Forward-Looking Statements

This news release includes certain statements that may constitute “forward-looking statements” for purposes of the federal securities laws. Forward-looking statements include, but are not limited to, statements that refer to projections, forecasts, or other characterizations of future events or circumstances, including any underlying assumptions. The words “anticipate,” “believe,” “continue,” “could,” “estimate,” “expect,” “intends,” “may,” “might,” “plan,” “seeks,” “possible,” “potential,” “predict,” “project,” “prospects,” “guidance,” “outlook,” “should,” “would,” “will,” and similar expressions may identify forward-looking statements, but the absence of these words does not mean that a statement is not forward-looking. These statements include, but are not limited to, statements about Falcon’s and Desert Peak’s ability to effect the transactions discussed in this communication; the expected benefits and timing of the transactions; future dividends; and future plans, expectations, and objectives for the combined company’s operations after completion of the transactions, including statements about strategy, synergies, future operations, financial position, estimated revenues, projected production, projected costs, prospects, plans, and objectives of management. While forward-looking statements are based on assumptions and analyses made by us that we believe to be reasonable under the circumstances, whether actual results and developments will meet our expectations and predictions depend on a number of risks and uncertainties which could cause our actual results, performance, and financial condition to differ materially from our expectations. See “Risk Factors” in Falcon’s Annual Report on Form 10-K for the fiscal year ended December 31, 2020, as amended on Form 10-K/A, and in Falcon’s Quarterly Reports on Form 10-Q, filed with the SEC for a discussion of risk factors that affect our business. Any forward-looking statement made in this news release speaks only as of the date on which it is made. Factors or events that could cause actual results to differ may emerge from time to time, and it is not possible to predict all of them. Neither Desert Peak nor Falcon undertake any obligation to publicly update any forward-looking statement, whether as a result of new information, future development, or otherwise, except as may be required by law.

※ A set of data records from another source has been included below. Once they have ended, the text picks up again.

Issue #291, opened 2022-08-29
Respect pagination in helpers


Pimm:
The following helper functions return a (plain) array, although the underlying endpoint is [paginated](https://docs.mollie.com/overview/pagination):
 * `customer.getMandates`,
 * `order.getRefunds`,
 * `payment.getChargebacks`,
 * `payment.getRefunds`,
 * `profile.getChargebacks`,
 * `profile.getPayments`,
 * `profile.getRefunds`, and
 * `subscription.getPayments`.

This means the lists returned by these functions may not be exhaustive, which may surprise developers.

For some functions ‒ such as `customer.getMandates` or `order.getRefunds` ‒ this is realistically not an issue. It is unlikely that a single customers has enough mandates for the API to start paginating them, or for a single order to have enough refunds for the API to start paginating them. However, for `profile.getPayments`, the scenario is more likely.

I see three possible solutions:

### Introduce `nextPage`

We could (very easily!) add the `nextPage` function to the returned lists. This will allow developers to do:
```javascript
var payments = await profile.getPayments();
payments = await payments.nextPage();
```
However, developers may not notice the existence of the `nextPage` function. And if they don't, we're back to square one. We could _additionally_ rename `profile.getPayments` to `profile.pagePayments` to convey the paginated nature.

It would be an easy solution, but a breaking change. And in my opinion, not a pretty API.

### Make the arrays exhaustive

We could repeatedly call the endpoint until the list is depleted. The returned arrays would always be exhaustive. This would not cause a breaking change. However, the helper functions would become potentially expensive and might put a lot of stress on the Mollie API.

### Have the helper functions return iterators

Developers would have to do:
```javascript
for await (let payment of profile.getPayments()) {
  […]
}
```
instead of:
```javascript
for (let payment of await profile.getPayments()) {
  […]
}
```

It would be a breaking change as well.

The only other downside to this solution I can see, is that ‒ as some other helper functions rely on endpoints which are not paginated ‒ the API would be inconsistent. `profile.getPayments` would return an iterator, while `profile.getMethods` would return an array. (We could consider returning iterators from _all_ list-y helper functions.)

edorivai:
My knee-jerk reaction would be to consistently have the helper function return iterators. This should feel familiar for consumers that have been using the `.iterate()` methods. It's also the best fit with the current API IMO.

[...]

PR #322, opened 2023-06-19
List API changes

Pimm:
### Plain array return types

Changed the return type of `methods.list`, `orderShipments.list`, and `permissions.list` to (plain) arrays.

Previously, the object returned by those methods had optional properties, including `nextPage`:
```typescript
const methods = await methods.list();
await methods.nextPage?.();
```
As the underlying endpoints are not paginated, `nextPage` was always `undefined` anyway. Removing the `nextPage` property communicates this better.

### Iterator return types

Changed the return type of several helper functions to iterators, including `customer.getPayments`.

This forces users to handle the scenario in which the items do not fit on a single page, e.g. one customer has more than 250 payments. See #291.

### Renames

Renamed types and methods to solidify the distinction between (exhaustive) lists and pages. This does not affect the public-facing API (unless you count the exported TypeScript types).

---

Some changes are breaking. The next release will be 4.0.0.

### DIFF
--- a/package.json
+++ b/package.json
@@ -41,7 +41,8 @@
     "lint": "yarn lint:eslint:fix && yarn lint:prettier"
   },
   "dependencies": {
-    "axios": "^0.27.2"
+    "axios": "^0.27.2",
+    "ruply": "^1.0.1"
   },
   "devDependencies": {
     "@babel/plugin-proposal-class-properties": "^7.18.6",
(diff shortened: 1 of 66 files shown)


edorivai:
LGTM, only note I have is that I would make this part of a major version upgrade since it will break TS builds.

edorivai (approved):

Pimm:
> […] I would make this part of a major version upgrade since it will break TS builds.

Yes! I changed the description of the PR accordingly.

PR #323, opened 2023-06-20
Remove withParent

Pimm:
This library relies heavily on the network, which makes it asynchronous throughout. Asynchronicity doesn't mix well with stateful operations such as `withParent`.

While this code will always work:
```typescript
const payment = await mollieClient.customerPayments.withParent({ id: 'cst_pzhEvnttJ2' })
                                                   .create([…]);
```
This code may be surprising:
```typescript
mollieClient.customerPayments.withParent({ id: 'cst_pzhEvnttJ2' });
// […]
const payment = mollieClient.customerPayments.create([…]);
```
If `withParent` is called after that first line executes but before the second one does, it will overwrite the customer. If the `await` keyword appears between those two lines, that `withParent` call could be _anywhere_.

The stateless variant does not have this issue:
```typescript
const payment = await mollieClient.customerPayments.create({ customerId: 'cst_pzhEvnttJ2', … });
```

This change is breaking. The next release will be 4.0.0. `withParent` was deprecated in 2018.


dsempel (approved):
This makes sense to me 👍

PR #330, opened 2023-09-08
Added captures as embedded objects to payment

JoostMollie:


Pimm:
Thanks, @JoostMollie!

We should also change `PaymentHelper.getCaptures`. It should use the embedded captures if present to prevent unnecessary network access. (I'm OK doing that.)

However, [the documentation currently does not mention embedded captures](//docs.mollie.com/reference/v2/payments-api/get-payment?path=cancelUrl#embedding-of-related-resources). Is this a new thing? Is it stable?

JoostMollie:
> Thanks, @JoostMollie!
> 
> We should also change `PaymentHelper.getCaptures`. It should use the embedded captures if present to prevent unnecessary network access. (I'm OK doing that.)
> 
> However, [the documentation currently does not mention embedded captures](//docs.mollie.com/reference/v2/payments-api/get-payment?path=cancelUrl#embedding-of-related-resources). Is this a new thing? Is it stable?

Yes the embedding of captures in a payment is stable. We will update the public docs soon. Our private/beta docs are already updated.

Pimm (approved):
Alright, then!

Issue #349, opened 2024-06-19
TypeError: Missing parameter "apiKey" or "accessToken".


vrxj81:
I'm trying to us the Mollie NodeJS API in a NestJS application, but when I use the createMollieClient function, I get the error **TypeError: Missing parameter "apiKey" or "accessToken".** while I'm providing the apiKey options.
See code below:
```import { Inject, Module } from '@nestjs/common';
import { PaymentsService } from './payments.service';
import {
  ConfigurableModuleClass,
  OPTIONS_TYPE,
  PAYMENT_MODULE_OPTIONS,
} from './backend-payments-util.module.definition';
import { MolliePaymentsProvider } from './providers/mollie.payments.provider';
import createMollieClient, { MollieClient, MollieOptions } from '@mollie/api-client';

@Module({})
export class BackendPaymentsUtilModule extends ConfigurableModuleClass {
  constructor(
    @Inject(PAYMENT_MODULE_OPTIONS) private options: string | symbol,
  ) {
    super();
  }

  static register(options: typeof OPTIONS_TYPE) {
    if (options.paymentProvider === 'mollie') {
      **const mollieClient: MollieClient = createMollieClient({
        apiKey: process.env['MOLLIE_API_KEY'] || '',
      } as MollieOptions);**
      return {
        ...super.register(options),
        providers: [
          {
            provide: PAYMENT_MODULE_OPTIONS,
            useValue: options,
          },
          {
            provide: PaymentsService,
            useFactory: () => new MolliePaymentsProvider(mollieClient),
          },
        ],
      };
    } else {
      throw new Error('Payment provider not supported');
    }
  }
}
```

I also tried the createMollieClient available like so:
`import { createMollieClient,  MollieClient, MollieOptions } from '@mollie/api-client';`
But same issue.

Pimm:
Thanks for reaching out, Johan.

The current version of the client performs a [falsy](https://developer.mozilla.org/docs/Glossary/Falsy) check on `apiKey` and `accessToken`. It will throw the "missing parameter" error for any falsy value, including an empty string. Could you check the value of `process.env['MOLLIE_API_KEY']` (using `console.log`, for instance)?

Pimm:
I'm closing this issue, as I suspect you accidentally passing an empty string to `apiKey` is what is causing your issue.

If I'm wrong, please comment and I'll reopen.

Hope your application turns out nicely!

PR #350, opened 2024-07-05
More helpful error in createMollieClient for missing credentials

Pimm:
Previously, not setting `apiKey` or `accessToken` to an appropriate value would result in a generic error. After this PR, an accidental empty string (`createMollieClient({ apiKey: '' })`) gives a distinct error from no value at all (`createmollieClient({})`).

I suspect this is what happened in #349, and I hope this will prevent some headaches in the future.

### DIFF
--- a/src/createMollieClient.ts
+++ b/src/createMollieClient.ts
@@ -4,6 +4,7 @@ import caCertificates from './cacert.pem';
 import NetworkClient from './communication/NetworkClient';
 import TransformingNetworkClient, { Transformers } from './communication/TransformingNetworkClient';
 import type Options from './Options';
+import { run } from 'ruply';
 
 // Transformers
 import { transform as transformPayment } from './data/payments/Payment';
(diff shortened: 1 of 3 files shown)


src/createMollieClient.ts
```diff
@@ -58,6 +59,25 @@ import SettlementsBinder from './binders/settlements/SettlementsBinder';
...
+  ]) as Map<any, string>,
+  descriptions =>
+    function describeFalsyOption<O extends Record<string, unknown>>(object: O, key: keyof O & string) {
+      if (key in object == false) {
+        return null;
+      }
+      return `Parameter "${key}" is ${descriptions.get(object[key]) ?? object[key]}.`;
+    },
+);
+
```
dsempel, line 80: It might be a good idea to extract the credentials check to a separate file. What do you think?

dsempel (approved):
This is a good idea! I added a suggestion.

src/createMollieClient.ts
Pimm: Yes, that's sensible.

PR #351, opened 2024-07-09
Unconditionally run all tests

Pimm:
Previously, some tests were skipped on older Node.js versions because they rely on Nock, which is unsupported by Node.js < 8.0.0.

We are currently figuring out which Node.js versions 4.0.0 of the client will support, but we plan on raising it to at least 8.0.0. We can thus safely run all tests unconditionally.


dsempel (approved):
LGTM

PR #352, opened 2024-07-09
Remove getEntries polyfill (for Object.entries)

Pimm:
[Object.entries](https://developer.mozilla.org/docs/Web/JavaScript/Reference/Global_Objects/Object/entries) is unsupported by Node.js < 7.0.0. We are currently figuring out which Node.js versions 4.0.0 of the client will support, but we plan on raising it to at least 8.0.0. This eliminates the need for a Object.entries polyfill.


dsempel (approved):
LGTM

Issue #319, opened 2023-05-25
Consider introducing runtime backwards compatibility


Pimm:
We are currently introducing [breaking](//github.com/mollie/mollie-api-node/pull/314) [changes](//github.com/mollie/mollie-api-node/pull/315) for the 4.0.0 release, and there are more to come.

These breaking changes:
 * reduce cause for confusion,
 * improve discoverability,
 * improve consistency with the rest of the JavaScript ecosystem, and
 * improve consistency with the PHP version of this client.

These breaking changes will cause compile-time errors for TypeScript users (good, as it facilitates the migration); and runtime errors for JavaScript users (frustrating).

We could consider implementing runtime backwards compatibility features ‒ that is, features which don't affect the exported type declarations. TypeScript users would still get compile-time errors; but JavaScript users _might_ just get a working version without migration.

Obviously, backwards compatibility cannot exist forever. It would be a temporary measure.

janpaepke:
The danger you are referring to here is, that in contrast to TS changes, JS changes might go unnoticed when upgrading.
Adding runtime backwards compatibility (which should produce console warnings) might be a good intermediate step.

However if there are features, where this is not possible (for example if it conflicts with TS changes) I vote strongly against this. The reason being that it gives the user a false sense of security.

An obvious step is to prepare a comprehensive migration guide.
If we expect many users to be affected, we _might_ also consider preparing migration scripts.

In short, if we add backwards compatibility features, it should cover everything. If it doesn't, we should make a clean break.

My gut is leaning towards the latter - this is what major versions are for and we can expect devs to understand that.

Pimm:
> The danger you are referring to here is, that in contrast to TS changes, JS changes might go unnoticed when upgrading.

Exactly. My main concern is that ‒ because we are renaming a lot of things but not _everything_ ‒ a quick and careless test from a user (developer) may give the false impression that their code works with 4.×.× without any changes.

We always write [a comprehensive migration guide](//github.com/mollie/mollie-api-node/blob/master/MIGRATION.md).

> In short, if we add backwards compatibility features, it should cover everything. If it doesn't, we should make a clean break.

Introducing a `customers_payments` → `customerPayments` runtime backwards compatibility hack is trivial. A similar hack for `withParent` would not be. I want to finally get rid of `withParent`: it was poor API design to begin with, and removing it will clean up the codebase significantly. `withParent` runtime backwards compatibility would deprive us of that cleanup.

Pimm:
[...]

PR #353, opened 2024-07-09
Re-introduce runtime aliases

Pimm:
We [removed snake_case aliases for client properties](//github.com/mollie/mollie-api-node/pull/314) and [aliases for endpoints](//github.com/mollie/mollie-api-node/pull/315). This PR re-introduces them, this time unenumerable and non-existent in the TypeScript types.

This will not do much for TypeScript users, they will still get a compile-time error. This merely affects JavaScript users who are still using deprecated aliases. See #319 for more discussion on this.


dsempel (approved):
LGTM

PR #355, opened 2024-08-10
For methods -> pricing changed PricingMethod to array

TimmyGuy:
Following https://docs.mollie.com/reference/v2/methods-api/get-method?path=pricing#response the response is an array of MethodPricing


janpaepke:
This is correct and incontroversial. I will see if we can add some tests and we can ship it with 4.0.0

janpaepke:
closed and replaced by https://github.com/mollie/mollie-api-node/pull/374

Issue #346, opened 2024-05-06
Axios Dependency


marxys:
Hello I saw that mollie-api-node run with an old version of Axios.
Here is my npm audit logs : 

```
Axios Cross-Site Request Forgery Vulnerability - https://github.com/advisories/GHSA-wf5p-g6vw-rhxx
No fix available
node_modules/@mollie/api-client/node_modules/axios
  @mollie/api-client  <=3.7.0
  Depends on vulnerable versions of axios
  node_modules/@mollie/api-client
```
I solve the issue on my side installing this : 
`npm install npm-force-resolutions --save-dev`

Then add this on the package.json : 

```
"resolutions": {
  "axios": "1.6.8"
}
"scripts": {
  // add to existing scripts
  "preinstall": "npx npm-force-resolutions"
}
```
Then `npm run preinstall` to upgrade.

vdhpieter:
@maria-swierblewska @Pimm any timeline on solving this?

n2k3:
Yeah, would love to see this updated as well.

As per: https://github.com/advisories/GHSA-wf5p-g6vw-rhxx the minimum fixed version would be 0.28.

To patch this in your own repo for now (when using `pnpm`), add this to your `package.json`, and run `pnpm i`
```json
  "pnpm": {
    "overrides": {
      "axios": "^0.28.0"
    }
  }
```

Pimm:
Thanks for opening this issue.

The vulnerability in question can potentially reveal a secret stored in a cookie to untrusted servers. This client is not designed to run in a browser, so cookies are not a concern. Furthermore, the client connects to the Mollie server exclusively. The vulnerability therefore does not affect this client or its users, which is why no emergency release was made in response to it.

With that said, we plan to release a new version no later than next week.

dannybunschoten:
Any news on this yet?

Pimm:
We are working on a version of the client which uses [fetch](https://developer.mozilla.org/docs/Web/API/fetch) internally, swapping out Axios altogether. It hasn't been thoroughly tested, but it seems we will go with this approach in 4.0.0.

Until then ‒ provided that you're on Node.js 14+ ‒ you can use the beta version:
```
npm install @mollie/api-client@beta
```

PR #358, opened 2024-09-06
Replace axios with (node-)fetch

janpaepke:


package.json
```diff
@@ -51,7 +51,7 @@
     "@mollie/eslint-config-typescript": "^1.6.5",
     "@types/jest": "^29.5.11",
     "@types/node": "^18.14.6",
-    "axios-mock-adapter": "1.19.0",
+    "@types/node-fetch": "^2.6.11",
```
Pimm, line 54: The `@types` and the regular dependency are out of sync.

janpaepke: It's the same major and at the time of writing there is no newer types package for node-fetch.
This should be fine.

src/Options.ts
```diff
@@ -29,7 +27,7 @@ type Options = Xor<
    * The URL of the root of the Mollie API. Default: `'https://api.mollie.com:443/v2/'`.
    */
   apiEndpoint?: string;
-} & Pick<AxiosRequestConfig, 'adapter' | 'proxy' | 'socketPath' | 'timeout'>;
+};
```
Pimm, line 30: We should document that this is a breaking change.

Pimm:
Fixes https://github.com/mollie/mollie-api-node/issues/346.

fjbender (approved):

src/communication/NetworkClient.ts
```diff
@@ -69,21 +68,37 @@ const throwApiError = run(
...
 interface Data {}
 interface Context {}
 
 /**
- * This class is essentially a wrapper around axios. It simplifies communication with the Mollie API over the network.
+ * This class is essentially a wrapper around fetch. It simplifies communication with the Mollie API over the network.
  */
 export default class NetworkClient {
-  protected readonly axiosInstance: AxiosInstance;
+  protected readonly request: (pathname: string, options?: RequestInit) => Promise<ResponseWithIdempotencyKey>;
```
Pimm, line 101: Could we add one or two sentences to explain what this function does, specifically how it differs from (vanilla) `fetch`?

src/communication/NetworkClient.ts
```diff
@@ -92,71 +107,67 @@ export default class NetworkClient {
...
-      return true;
-    }
-    return response.data;
+    const { idempotencyKey, ...body } = data;
+    const config: RequestInit = {
+      method: 'POST',
+      headers: idempotencyKey ? { [idempotencyHeaderName]: idempotencyKey } : undefined,
+      body: JSON.stringify(body),
+    };
+    return this.request(buildUrl(pathname, query), config).catch(throwApiError).then(processFetchResponse);
```
Pimm, line 148: The `.catch(throwApiError).then(processFetchResponse)` seems repetitive. Can we change the abstraction somehow?

src/communication/NetworkClient.ts
```diff
@@ -69,21 +68,37 @@ const throwApiError = run(
...
+async function processFetchResponse(response: ResponseWithIdempotencyKey) {
+  // Request was successful, but no content was returned.
+  if (response.status == 204) return true;
+  // Request was successful and content was returned.
+  const body = await response.json();
+  if (Math.floor(response.status / 100) == 2) {
+    return body;
+  }
+  // Request was not successful, but the response body contains an error message.
+  if (body) {
```
Pimm, line 87: Can we replace this truth-y check with something else? Are we checking for `undefined` here? Or null-ish?

src/communication/makeRetrying.ts
```diff
@@ -42,83 +31,69 @@ function generateIdempotencyHeader() {
...
   }
   // Convert the header value from seconds to milliseconds.
   return retryAfter * 1e3;
 }
 
+export type ResponseWithIdempotencyKey = Response & { idempotencyKey: string | undefined };
+
 /**
- * Enhances the passed Axios instance, making it attempt requests multiple times in some scenarios.
+ * Wrapper around fetch, making it attempt requests multiple times in some scenarios.
```
Pimm, line 56: Could we change this documentation to start with a verb?

tests/unit/resources/__snapshots__/lists.test.ts.snap
```diff
@@ -64,68 +64,3 @@ exports[`lists .list() should retrieve the next page 1`] = `
   },
 ]
 `;
-
-exports[`lists .list() should retrieve the next page 2`] = `
```
Pimm, line 68: Could we double-check that this is intentional?

janpaepke: Yes, this is indeed intentional, as there were previously two tests doing the same thing and they have been refactored to be one single test, rendering one of the snapshots obsolete.

Pimm:
### A note on Node.js version support.

One could make the argument that periodically increasing the Node.js version this client requires is a good thing, because it motivates users to upgrade their Node.js version to one which is still in the maintenance window. I personally suspect and fear the true effect would instead be that users stop updating this client altogether. I therefore continue to believe the best strategy is supporting all Node.js versions which are still being maintained, as well as any older version we can reasonably support – including through polyfills.

The current oldest Node.js version which is still being maintained is 18, which will be maintained until 30 April 2025. However, through [node-fetch](https://github.com/node-fetch/node-fetch), we can easily support 14 and up.

In fact, node-fetch 2.× supports Node.js all the way down to 6. However, Node.js versions under 14 are challenging to test, as Jest and Nock have version requirements of their own.

We decided to raise the Node.js version requirement to 14, while _secretly_ supporting 8. We've tested the client including this PR on Node.js 8, and it does work, but the test suite itself needs to be modified to make the tests themselves compatible.

PR #362, opened 2024-09-10
Remove toPlainObject function

Pimm:
This PR removes the `toPlainObject` function:
```typescript
const plainPayment = payment.toPlainObject();
```
This function was originally implemented using [Lodash' toPlainObject](https://lodash.info/doc/toPlainObject). I have personally never understood the use case of this function. I suspect this function has very few uses, if any. If my suspicion is wrong, I'll happily re-introduce it.


fjbender (approved):

inglkruiz:
@Pimm Hi, actually in my case this function was extremely useful as I use it to store for instance Payment object in our DB. Later we use it the Object for deriving our own app DB model because we integrate multiple payment providers, Mollie in Europe and Stripe in the US, at the moment.

janpaepke:
Thank you for your feedback, @inglkruiz.

Could you share a little bit more about your implementation details?
Specifically why a simple destructuring would not help in your usecase?
i.e. `storeInDb({...payment})` ?

PR #367, opened 2024-09-10
update metadata type from `any` to `unknown`

janpaepke:
The general direction for ts is to use unknown over any here to force better type validation.

Also see:
https://github.com/microsoft/TypeScript/issues/41016


Pimm:
This is a breaking change. I'll be sure to add to the migration guide that you can `as any` to opt-into type errors.

Pimm (approved):

PR #1012, opened 2018-04-20
Swagger HTTP API client for testing

jur0:
It's meant to be used in integration and system tests.


apps/aehttp/test/aehttp_client.erl
```diff
@@ -0,0 +1,100 @@
...
+    Op = endpoints:operation(OpId),
+    {Method, Interface} = operation_spec(Op),
+    BaseUrl = proplists:get_value(Interface, Cfg),
+    Params1 = maybe_encode_params(Params, Cfg),
+    Path = operation_path(Method, OpId, Params1),
+    request(Method, BaseUrl, Path, Params1, [], [], []).
+
+request(get, BaseUrl, Path, QueryParams, Headers, HttpOpts, Opts) ->
+    Url = make_url(BaseUrl, Path, QueryParams),
+    ct:log("GET ~p", [Url]),
```
lucafavatella: I see ct:log hardcoded. Ok as used only in test.

apps/aehttp/test/aehttp_client.erl
```diff
@@ -0,0 +1,100 @@
...
+operation_spec(#{get := GetSpec}) ->
+    {get, operation_interface(GetSpec)};
+operation_spec(#{post := PostSpec}) ->
+    {post, operation_interface(PostSpec)}.
+
+operation_interface(#{tags := Tags}) ->
+    IsExt = lists:member(<<"external">>, Tags),
+    IsInt = lists:member(<<"internal">>, Tags),
+    case {IsExt, IsInt} of
+        {true, _} -> ext_addr;
```
lucafavatella: I see that, as a client, if I want to invoke an HTTP API on an old version of the node I can rather use request/7 so looks ok. (I am thinking e.g. to bd8a10ba2b4d2102ad7ac9147352f220ef762d63 .)

jur0: Or you can just pass `ext_addr` and `int_addr` of the old node in `Cfg` param of `request/3`.

PR #1019, opened 2018-04-23
Minimize repetition of consensus protocol versions in repo

lucafavatella:
In scope of https://www.pivotaltracker.com/story/show/156960045

Addresses https://github.com/aeternity/epoch/pull/1015#issuecomment-383529414

Remaining consensus protocol versions are in:
* blocks.hrl inevitable for macros
* aec_governance.erl - inevitable for default height of each hard fork (maybe could be in config - though shall be somewhere)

1 Pro forma net debt/annualized Q3 Adjusted EBITDA includes (i) pro forma Desert Peak net debt of $126.4 million and (ii) Falcon net debt of $32.9 million for a pro forma combined total of $159.3 million net debt at September 30, 2021. Pro forma Adjusted EBITDA of $51.1 million includes (i) $33.7 million for Desert Peak and assumes all Desert Peak acquisitions consummated by September 30, 2021 were consummated on July 1, 2021 and (ii) asset level cash flow (Adjusted EBITDA plus $2.7 in cash general and administrative expenses) for Falcon of $17.4 million.